**Exercise objective**
All lines up to and including the one that contains "- Worker type" are to be transcribed exactly, starting from the first line of the records.

**Material to process**
Issue #54, opened 2023-04-06
Implement settings page


hanstrompert:
Implement settings page with:
- add bread crumb, 
- add `Settings` header 
- Flush settings
- Modify engine settings
- Worker type
  - If no celery workers are being by the orchestrator deployment, don't display this last `Worker Status` information "component".

Base content and action of this page on the existing orchestrator. The Worker type design is missing in Invision, but use the following illustration:

![image](https://github.com/workfloworchestrator/orchestrator-ui/assets/83226590/c702a8ba-9d6e-4fd1-b84e-5b13f62e456d)

Invision prototype:
- https://projects.invisionapp.com/share/MW134V4MHPB7?hideLogo=true#/screens 

Sketch file (inspect-element & downloadable)
- https://www.sketch.com/s/68008066-6d55-4e28-8ba9-cebb8489fc95

acidjunk:
@hanstrompert : External?

acidjunk:
Leftovers:

- cache flush isn’t complete 
- the engine status at the top of the page should also toggle (observer can’t be used because the queryProvider lives in the app and not in the lib: not sure how to handle this correctly yet)
- the last comment about Celery workers isn't implemented yet

PR #104, opened 2023-06-17
Settings page

Georgi2704:
#54

### DIFF
--- a/libs/orchestrator-ui-components/src/lib/components/SettingsPage/EngineStatusButton.tsx
+++ b/libs/orchestrator-ui-components/src/lib/components/SettingsPage/EngineStatusButton.tsx
@@ -1,0 +1,46 @@
+import { EuiButton } from '@elastic/eui';
+import React from 'react';
+
+interface EngineStatusButtonProps {
+    isLoading: boolean;
+    isRunning: boolean;
+    changeEngineStatus: () => void;
+}
+
+export const EngineStatusButton = ({
+    isLoading,
+    isRunning,
+    changeEngineStatus,
+}: EngineStatusButtonProps) => {
+    if (isLoading) {
+        return (
+            <EuiButton isLoading fill>
+                Loading...
+            </EuiButton>
+        );
+    } else {
+        if (isRunning) {
+            return (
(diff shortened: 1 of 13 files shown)


libs/orchestrator-ui-components/src/lib/components/SettingsPage/EngineStatusButton.tsx
```diff
@@ -0,0 +1,46 @@
...
+    isRunning,
+    changeEngineStatus,
+}: EngineStatusButtonProps) => {
+    if (isLoading) {
+        return (
+            <EuiButton isLoading fill>
+                Loading...
+            </EuiButton>
+        );
+    } else {
```
ricardovdheijden, line 21: Multiple levels of if-else might be confusing to read. Suggesting to remove the whole else block and rewrite it like this:

`return isRunning ? <EuiButtonFromLine24> : <EuiButtonFromLine35>`

libs/orchestrator-ui-components/src/lib/components/SettingsPage/Status.tsx
```diff
@@ -0,0 +1,70 @@
...
+    return (
+        <EuiPanel
+            hasShadow={false}
+            color="subdued"
+            paddingSize="l"
+            style={{ width: '50%' }}
+        >
+            <EuiFlexGroup>
+                <EuiFlexItem grow={false}>
+                    <EuiText size="s" style={{ fontWeight: 600 }}>
```
ricardovdheijden, line 29: Fontweights are part of the theme. You can use the value from the theme here instead of hardcoding.
`libs/orchestrator-ui-components/src/lib/theme/defaultOrchestratorTheme.ts`

libs/orchestrator-ui-components/src/lib/components/SettingsPage/EngineStatusButton.tsx
acidjunk: I will fix this

acidjunk:
Added some leftovers to #54

acidjunk (approved):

**Answer box**
Issue #54, opened 2023-04-06
Implement settings page


hanstrompert:
Implement settings page with:
- add bread crumb, 
- add `Settings` header 
- Flush settings
- Modify engine settings
- Worker type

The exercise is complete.